A lot of the books we walked past were books that I owned and planned to bring back from home this summer and didn't want to spend the extra cash on. So, at an initial loss, I asked Leila what kind of books she wanted to read, she answered "Mysteries" and I started looking for Nancy Drew books. We found them. A LOT of them. 3 or 4 stands we walked past had the books, in excellent , poor, or restored condition, with new dustpaper jackets or the faded portrait covers. We ended up walking away with a copy of "The Mystery of the Fire Dragon," Keene's 38th installation in the girl detective's series. Considering the history of the Nancy Drew books and the fact that they were ghostwritten by many different authors, all under the pseudonym "Carolyn Keene," I figured it's probably not THAT harmful for her to start in the middle of this series.
In this search for books, I was most interested in getting her to read things that were by women or featured women as the main characters.

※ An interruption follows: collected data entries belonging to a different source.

PR #15, opened 2022-01-20
Solution

vldtsw:


Oleksandr563487953 (approved):

app/main.py
```diff
@@ -1,8 +1,36 @@
...
+    def serve_cars(self, cars_list: list):
+        income = sum([self.calculate_washing_price(car) for car in cars_list
+                      if car.clean_mark < self.clean_power])
+        for car in cars_list:
+            self.wash_single_car(car)
+        return income
+
+    def calculate_washing_price(self, car: Car):
+        clean_dif = self.clean_power - car.clean_mark
+        clean_ratio = self.average_rating / self.distance_from_city_center
```
MasterpieceElbow, line 26: There is not sense to make individual variable

MasterpieceElbow (changes requested):

app/main.py
Oleksandr563487953: I thought it is more clean to understand, so i approved it.

vldtsw: I made it to avoid "E501 line too long" :(

IvanRamyk (approved):
Good job!

PR #19, opened 2022-01-21
Solution

Geksus:


app/main.py
```diff
@@ -1,8 +1,47 @@
...
+                 average_rating: float, count_of_ratings: float):
+        self.distance_from_city_center = distance_from_city_center
+        self.clean_power = clean_power
+        self.average_rating = average_rating
+        self.count_of_ratings = count_of_ratings
+
+    def serve_cars(self, cars: list):
+
+        income = 0
+        fit_cars = []
```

I read a lot of Tamora Pierce when I was growing up, and I give her some credit for making me into the strong person I am today. We picked up "Sarah, Plain and Tall," which she had read in school, "The Princess and the Goblin," which one of my sisters LOVED, Sharon Creech's "The Wanderer," Gail Carson Levine's "Ella Enchanted," and the first part of the Guardian's of Ga'Hoole series. When all was said and done, it wasn't a bad haul, and she picked them up and started to read them right away as we drove home. I'm hoping her momentum continues and that she'll talk with me about the books as she gets further into them.
A trick she told me that her library teacher had offered to her and her classmates was to open the book to a random page, and then see how many words she didn't understand. I was proud when she told me one of them seemed "too easy," and we moved on to the next book. I'm excited for her to read more and hopefully gain an excitement about reading that we can share.

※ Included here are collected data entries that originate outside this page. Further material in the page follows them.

PR #21, opened 2022-01-21
Solution

nikon4uk:


vldtsw (changes requested):
You have a lot of flake8 issues. Please run `flake8 app` in your IDE terminal and fix them

app/main.py
```diff
@@ -1,8 +1,56 @@
...
+            product = other.comfort_class * difference * self.average_rating
+            return product / self.distance_from_city_center
+        else:
+            raise TypeError(f"'{type(other)}' not supported type. Requires 'Car'")
+
+    def wash_single_car(self, other: Car):
+        if isinstance(other, Car):
+            other.clean_mark = self.clean_power
+        else:
+            raise TypeError(f"{type(other)} type not supported. Requires 'Car'")
```
Abnormaltype, line 33: If I want to use this method on objects what do I receive?
you need condition   `if self.clean_power > other.clean_mark:`

Abnormaltype (changes requested):

app/main.py
nikon4uk: Yes, I understand. I would generally make this method static. But then it will not fit into the condition of the problem. I assumed that the car will only be washed if they pay for it. In another case, I will repeat the same condition, or I will have to go through the list of machines twice.

Abnormaltype: I understand but the task says that the function must be implemented this way

Abnormaltype (approved):

MasterpieceElbow (approved):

I went back with her older brother the next day, and we wandered around. The second day is DEFINITELY where you want to bring your heavy-duty book carrying material (we walked past a station wagon FILLED to the brim with books) and plenty of cash, because all of the books are on sale . Pennyworth Books was selling books for $8 apiece (even hot items like the first four Game of Thrones books), or 3 for $20. We moseyed around, stopped to look at the hand-lathed pens with reclaimed wood (some of which was 50,000 years old!!!), and walked away with "No Turning Back: The History of Feminism and the Future of Women" by Estelle Freedman, Isaac Asimov's "I, Robot" and David Petersen's graphic novel "Mouse Guard."
As a college student on a budget, the Lit Fest is simultaneously ecstasy and torture. It makes me really enthusiastic to see so many people excited about books of all kinds, but it is difficult to manage my money and not walk away with armloads of books (this is why I have to stay away from airport bookstores) when everything looks interesting and I have all this free time in the summer.
The Lit Fest is a great opportunity to check out independent bookstores in the Chicago Area, listen to authors and other influential folks in the literary world speak, and get excited about what I want to put on my summer reading list.